Instructions for the task:
The word "CoreCLR" occurs in some lines of the data. Return each such line.

►

PR #1480, opened 2018-07-01
Change List<Action> to Action for backing fields in WebHostBuilder

### LINKED ISSUE #1479: Change List<Action> to Action for backing fields in WebHostBuilder
https://github.com/aspnet/Hosting/blob/f9d145887773e0c650e66165e0c61886153bcc0b/src/Microsoft.AspNetCore.Hosting/WebHostBuilder.cs#L28

Every delegate declared with the `delegate` keyword in C# is in fact a `MulticastDelegate`, so unless there's a specific need, constructs such as `List<Action>` are unnecessary and add overhead.  

```csharp
using BenchmarkDotNet.Attributes;
using System;
using System.Collections.Generic;

namespace DelegateDemos
{
    [DisassemblyDiagnoser]
    [MemoryDiagnoser]
    public class ListOfDelegatesVsMulticastDelegates
    {
        private Action<string> _multicastDelegate;
        private List<Action<string>> _listOfAction;
        public string _backingStore;
        public string _anotherBackingStore;

        private void SaveInBackingStore(string value)
        {
            _backingStore = value;
        }

        private void SaveInAnotherBackingStore(string value)
        {
            _anotherBackingStore = value;
        }

        [GlobalSetup]
        public void Setup()
        {
            _multicastDelegate += SaveInBackingStore;
            _multicastDelegate += SaveInAnotherBackingStore;

            _listOfAction = new List<Action<string>> { SaveInBackingStore, SaveInAnotherBackingStore };
        }

        [Benchmark]
        public void InvokeMulticastDelegate()
        {
            _multicastDelegate?.Invoke(string.Empty);
        }

        [Benchmark(Baseline = true)]
        public void InvokeListOfAction()
        {
            foreach (var action in _listOfAction)
            {
                action(string.Empty);
            }
        }
    }
}
```

``` ini

BenchmarkDotNet=v0.10.14, OS=Windows 10.0.15063.1029 (1703/CreatorsUpdate/Redstone2)
Intel Core i7-5600U CPU 2.60GHz (Broadwell), 1 CPU, 4 logical and 2 physical cores
Frequency=2533199 Hz, Resolution=394.7578 ns, Timer=TSC
.NET Core SDK=2.1.301
  [Host]     : .NET Core 2.0.7 (CoreCLR 4.6.26328.01, CoreFX 4.6.26403.03), 64bit RyuJIT
  DefaultJob : .NET Core 2.0.7 (CoreCLR 4.6.26328.01, CoreFX 4.6.26403.03), 64bit RyuJIT


```
|                  Method |     Mean |     Error |    StdDev | Scaled | ScaledSD | Allocated |
|------------------------ |---------:|----------:|----------:|-------:|---------:|----------:|
| InvokeMulticastDelegate | 14.28 ns | 0.2591 ns | 0.2297 ns |   0.54 |     0.02 |       0 B |
|      InvokeListOfAction | 26.37 ns | 0.7487 ns | 1.0496 ns |   1.00 |     0.00 |       0 B |

alfredmyers:
Fixes #1479

### DIFF
--- a/src/Microsoft.AspNetCore.Hosting/WebHostBuilder.cs
+++ b/src/Microsoft.AspNetCore.Hosting/WebHostBuilder.cs
@@ -25,13 +25,13 @@ namespace Microsoft.AspNetCore.Hosting
     public class WebHostBuilder : IWebHostBuilder
     {
         private readonly HostingEnvironment _hostingEnvironment;
-        private readonly List<Action<WebHostBuilderContext, IServiceCollection>> _configureServicesDelegates;
+        private Action<WebHostBuilderContext, IServiceCollection> _configureServices;
 
         private IConfiguration _config;
         private WebHostOptions _options;
         private WebHostBuilderContext _context;
         private bool _webHostBuilt;
-        private List<Action<WebHostBuilderContext, IConfigurationBuilder>> _configureAppConfigurationBuilderDelegates;
+        private Action<WebHostBuilderContext, IConfigurationBuilder> _configureAppConfigurationBuilder;
 
         /// <summary>
         /// Initializes a new instance of the <see cref="WebHostBuilder"/> class.
@@ -39,8 +39,6 @@ namespace Microsoft.AspNetCore.Hosting
         public WebHostBuilder()
         {
             _hostingEnvironment = new HostingEnvironment();
-            _configureServicesDelegates = new List<Action<WebHostBuilderContext, IServiceCollection>>();
-            _configureAppConfigurationBuilderDelegates = new List<Action<WebHostBuilderContext, IConfigurationBuilder>>();
 
             _config = new ConfigurationBuilder()
                 .AddEnvironmentVariables(prefix: "ASPNETCORE_")
@@ -111,12 +109,7 @@ namespace Microsoft.AspNetCore.Hosting
         /// <returns>The <see cref="IWebHostBuilder"/>.</returns>
         public IWebHostBuilder ConfigureServices(Action<WebHostBuilderContext, IServiceCollection> configureServices)
         {
-            if (configureServices == null)
-            {
-                throw new ArgumentNullException(nameof(configureServices));
-            }
-
-            _configureServicesDelegates.Add(configureServices);
+            _configureServices += configureServices;
             return this;
         }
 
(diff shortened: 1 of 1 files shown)


src/Microsoft.AspNetCore.Hosting/WebHostBuilder.cs
```diff
@@ -111,12 +109,7 @@ public IWebHostBuilder ConfigureServices(Action<IServiceCollection> configureSer
         /// <returns>The <see cref="IWebHostBuilder"/>.</returns>
         public IWebHostBuilder ConfigureServices(Action<WebHostBuilderContext, IServiceCollection> configureServices)
         {
-            if (configureServices == null)
```
davidfowl: What happens if you pass null?

src/Microsoft.AspNetCore.Hosting/WebHostBuilder.cs
```diff
@@ -131,12 +124,7 @@ public IWebHostBuilder ConfigureServices(Action<WebHostBuilderContext, IServiceC
         /// </remarks>
         public IWebHostBuilder ConfigureAppConfiguration(Action<WebHostBuilderContext, IConfigurationBuilder> configureDelegate)
         {
-            if (configureDelegate == null)
-            {
-                throw new ArgumentNullException(nameof(configureDelegate));
-            }
-
-            _configureAppConfigurationBuilderDelegates.Add(configureDelegate);
+            _configureAppConfigurationBuilder += configureDelegate;
```
Tratcher: Does this guarantee the same ordering as the List?

alfredmyers: [Yes](https://docs.microsoft.com/en-us/dotnet/api/system.multicastdelegate?redirectedfrom=MSDN&view=netframework-4.7.2#remarks)

src/Microsoft.AspNetCore.Hosting/WebHostBuilder.cs
alfredmyers: The reason you'd want to check for null in the current version of the code is so you don't have to check for it later when enumerating the list for invoking the delegates when a null entry would throw a NullReferenceException.
But Action<T> is a MulticastDelgate and as such it already embeds the functionality of invoking multiple delegates. It also takes care of null, so you only have to check for null on the "head" of the mulicast delegate.

https://docs.microsoft.com/en-us/dotnet/api/system.delegate.combine?view=netcore-2.1#System_Delegate_Combine_System_Delegate_System_Delegate_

◄

Your response:
  [Host]     : .NET Core 2.0.7 (CoreCLR 4.6.26328.01, CoreFX 4.6.26403.03), 64bit RyuJIT
  DefaultJob : .NET Core 2.0.7 (CoreCLR 4.6.26328.01, CoreFX 4.6.26403.03), 64bit RyuJIT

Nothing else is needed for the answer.